Task directions:
Return every line below in which "making" appears.

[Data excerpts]
######

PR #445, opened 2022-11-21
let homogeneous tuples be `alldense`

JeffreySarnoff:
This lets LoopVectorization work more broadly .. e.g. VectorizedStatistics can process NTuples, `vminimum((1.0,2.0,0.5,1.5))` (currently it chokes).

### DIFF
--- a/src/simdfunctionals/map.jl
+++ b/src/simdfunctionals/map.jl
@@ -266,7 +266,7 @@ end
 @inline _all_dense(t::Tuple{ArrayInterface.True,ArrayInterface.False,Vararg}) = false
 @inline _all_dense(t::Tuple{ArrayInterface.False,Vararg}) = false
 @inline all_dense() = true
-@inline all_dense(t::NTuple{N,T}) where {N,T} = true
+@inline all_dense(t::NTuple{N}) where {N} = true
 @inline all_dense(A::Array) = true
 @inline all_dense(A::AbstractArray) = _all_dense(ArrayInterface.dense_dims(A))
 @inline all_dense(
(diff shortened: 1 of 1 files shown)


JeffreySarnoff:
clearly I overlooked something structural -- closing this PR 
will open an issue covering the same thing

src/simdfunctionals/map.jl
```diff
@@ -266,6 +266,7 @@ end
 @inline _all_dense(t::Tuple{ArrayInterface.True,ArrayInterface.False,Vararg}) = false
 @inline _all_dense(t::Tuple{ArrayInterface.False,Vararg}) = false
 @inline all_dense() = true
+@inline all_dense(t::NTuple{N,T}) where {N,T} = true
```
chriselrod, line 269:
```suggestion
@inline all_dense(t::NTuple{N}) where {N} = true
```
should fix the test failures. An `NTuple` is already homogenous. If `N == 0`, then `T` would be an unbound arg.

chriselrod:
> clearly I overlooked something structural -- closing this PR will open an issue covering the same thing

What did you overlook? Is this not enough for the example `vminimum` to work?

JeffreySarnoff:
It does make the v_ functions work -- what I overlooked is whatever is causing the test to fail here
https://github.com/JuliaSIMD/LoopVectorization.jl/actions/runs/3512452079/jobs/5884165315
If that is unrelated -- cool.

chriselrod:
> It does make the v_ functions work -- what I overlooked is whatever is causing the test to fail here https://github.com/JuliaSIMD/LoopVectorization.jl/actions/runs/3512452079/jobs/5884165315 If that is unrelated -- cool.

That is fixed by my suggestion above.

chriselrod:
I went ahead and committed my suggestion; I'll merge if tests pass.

######

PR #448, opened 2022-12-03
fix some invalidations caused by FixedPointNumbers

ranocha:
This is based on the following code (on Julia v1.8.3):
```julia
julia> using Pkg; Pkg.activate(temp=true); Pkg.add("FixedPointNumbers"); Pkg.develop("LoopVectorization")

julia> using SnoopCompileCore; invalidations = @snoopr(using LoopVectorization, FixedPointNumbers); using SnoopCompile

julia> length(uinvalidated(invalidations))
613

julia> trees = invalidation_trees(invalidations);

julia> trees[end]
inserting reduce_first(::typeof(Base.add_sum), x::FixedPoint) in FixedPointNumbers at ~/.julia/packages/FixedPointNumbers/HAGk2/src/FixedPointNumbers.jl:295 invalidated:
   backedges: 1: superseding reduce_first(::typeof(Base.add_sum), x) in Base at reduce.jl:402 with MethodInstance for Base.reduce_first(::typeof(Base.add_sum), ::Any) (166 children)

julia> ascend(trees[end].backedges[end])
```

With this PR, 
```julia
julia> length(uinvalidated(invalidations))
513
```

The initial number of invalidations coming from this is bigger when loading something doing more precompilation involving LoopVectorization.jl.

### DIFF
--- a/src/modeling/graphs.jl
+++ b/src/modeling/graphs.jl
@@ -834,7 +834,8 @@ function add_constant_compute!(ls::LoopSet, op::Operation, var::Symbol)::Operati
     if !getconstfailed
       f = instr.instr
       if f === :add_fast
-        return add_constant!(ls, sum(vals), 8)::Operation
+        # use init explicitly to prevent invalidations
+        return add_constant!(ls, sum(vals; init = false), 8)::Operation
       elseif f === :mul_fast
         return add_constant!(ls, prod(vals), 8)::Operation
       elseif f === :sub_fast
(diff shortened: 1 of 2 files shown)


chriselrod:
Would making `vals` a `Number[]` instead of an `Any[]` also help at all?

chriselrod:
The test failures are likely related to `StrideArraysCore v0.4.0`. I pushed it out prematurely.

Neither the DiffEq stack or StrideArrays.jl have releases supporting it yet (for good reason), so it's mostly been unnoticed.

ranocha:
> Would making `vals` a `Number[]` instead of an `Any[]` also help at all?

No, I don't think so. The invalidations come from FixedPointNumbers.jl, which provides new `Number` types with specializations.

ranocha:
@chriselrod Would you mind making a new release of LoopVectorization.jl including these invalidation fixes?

######

Task solution:
Would making `vals` a `Number[]` instead of an `Any[]` also help at all?
> Would making `vals` a `Number[]` instead of an `Any[]` also help at all?
@chriselrod Would you mind making a new release of LoopVectorization.jl including these invalidation fixes?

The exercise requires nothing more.